Впрочем, времени для объяснений не было. В моем распоряжении оставалось не более десяти минут, и мой кучер-красноармеец уже несколько раз подозрительно заглядывал в окна и стучал в стекла кнутом.
Я перецеловался со всеми тетками, которые, узнав, что моя батарея скоро идет в бой, стали меня крестить и благословлять.
В знакомых комнатах было неуютно, незнакомо, беспорядочно. На постаревших обоях я увидел увеличенный портрет покойного дедушки в генеральском мундире, с бакенбардами, как у Александра II.
Общий разговор был сумбурный, отрывистый. Бабушке хотелось напоить меня чаем с клубничным вареньем, сохранившимся в кладовке от лучших времен, ей хотелось рассказать мне о своей жизни, о моей покойной маме, о дедушке, о его записках, которые она предполагала отдать мне вместе с сафьяновым портфелем, где хранились также записки моего прадеда, хотелось узнать о папе, о брате Жене, но время мое было на исходе.
Кучер снова постучал в окно.
Я вышел на крыльцо, как бы покрытое кружевной тенью цветущей белой акации. За мной следом бежала бабушка в домашнем капоте, поверх которого была накинута упомянутая турецкая шаль. Бабушка переваливалась, как утка, своим отяжелевшим телом. Слезы катились по ее пухлому лицу с бельмом на глазу, что делало ее похожей на Кутузова, и она, стоя на крыльце, еще долго крестила удаляющийся батарейный экипаж, кожаные крылья которого сухо блестели на солнце.
…И вот наш эшелон уже на всех парах мчался в сторону Лозовой, не останавливаясь на станциях и разъездах, и на открытых площадках со стуком подпрыгивали на стыках наспех закрепленные трехдюймовки и зарядные ящики, возле которых сидели часовые, опустив ноги в черных обмотках за борт платформы, и в теплушках ржали и били копытами батарейные лошади, а вокруг сколько хватало глаз расстилались необъятные южные поля густой спелой пшеницы, стекловидно желтевшей под раскаленным солнцем; из мотающегося в хвосте эшелона почтового вагона, обклеенного революционными плакатами и портретами Ленина, два политработника в толстовках выбрасывали на полустанках пачки листовок, летающих в воздухе, как стаи чаек; а на горизонте в мучительно безоблачном небе уже то и дело вспыхивали, разрываясь, черно-белые облачка шрапнели, и сквозь грохот летящего поезда доносились звуки артиллерийской пальбы.

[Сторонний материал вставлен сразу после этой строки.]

PR #1963, opened 2026-08-25
fix(usage): count an injection that carried no project session

### LINKED ISSUE #1962: statusline says 0 B injected on a day it injected 502 bytes
On a machine whose project has no history of its own, the session start still injects the environment block. On such a day the statusline says:

```
deja · no recalls yet today · 0 B injected
```

502 bytes were injected. The line three lines above that number in `statusline.go` says why this matters:

> Injections are not recalls, but they are the whole day for someone who lives on auto-recall: saying "0 B injected" while memory has been arriving since morning is the kind of untrue line #1403 is about.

Это на Лозовую с Дона наступали деникинцы.
…товарищи, мы в огненном кольце!..
Скоро все улеглись спать, но в доме все еще царил дорогой запах импортной мануфактуры, а на кухне в углу за плитой лежала гора смятой оберточной бумаги.
«На другой день пошел в канцелярию, и все пошло своим порядком», — замечает дедушка со свойственным ему философским педантизмом.
«В Керчи была превосходная итальянская опера Корона. Мы посещали театр не менее трех раз в месяц, а иногда и чаще. Ложа стоила 4 рубля. Перед Пасхой у меня явилась еще одна маленькая дочь, Александра, таким образом, стало налицо их две: Наденька и Сашенька».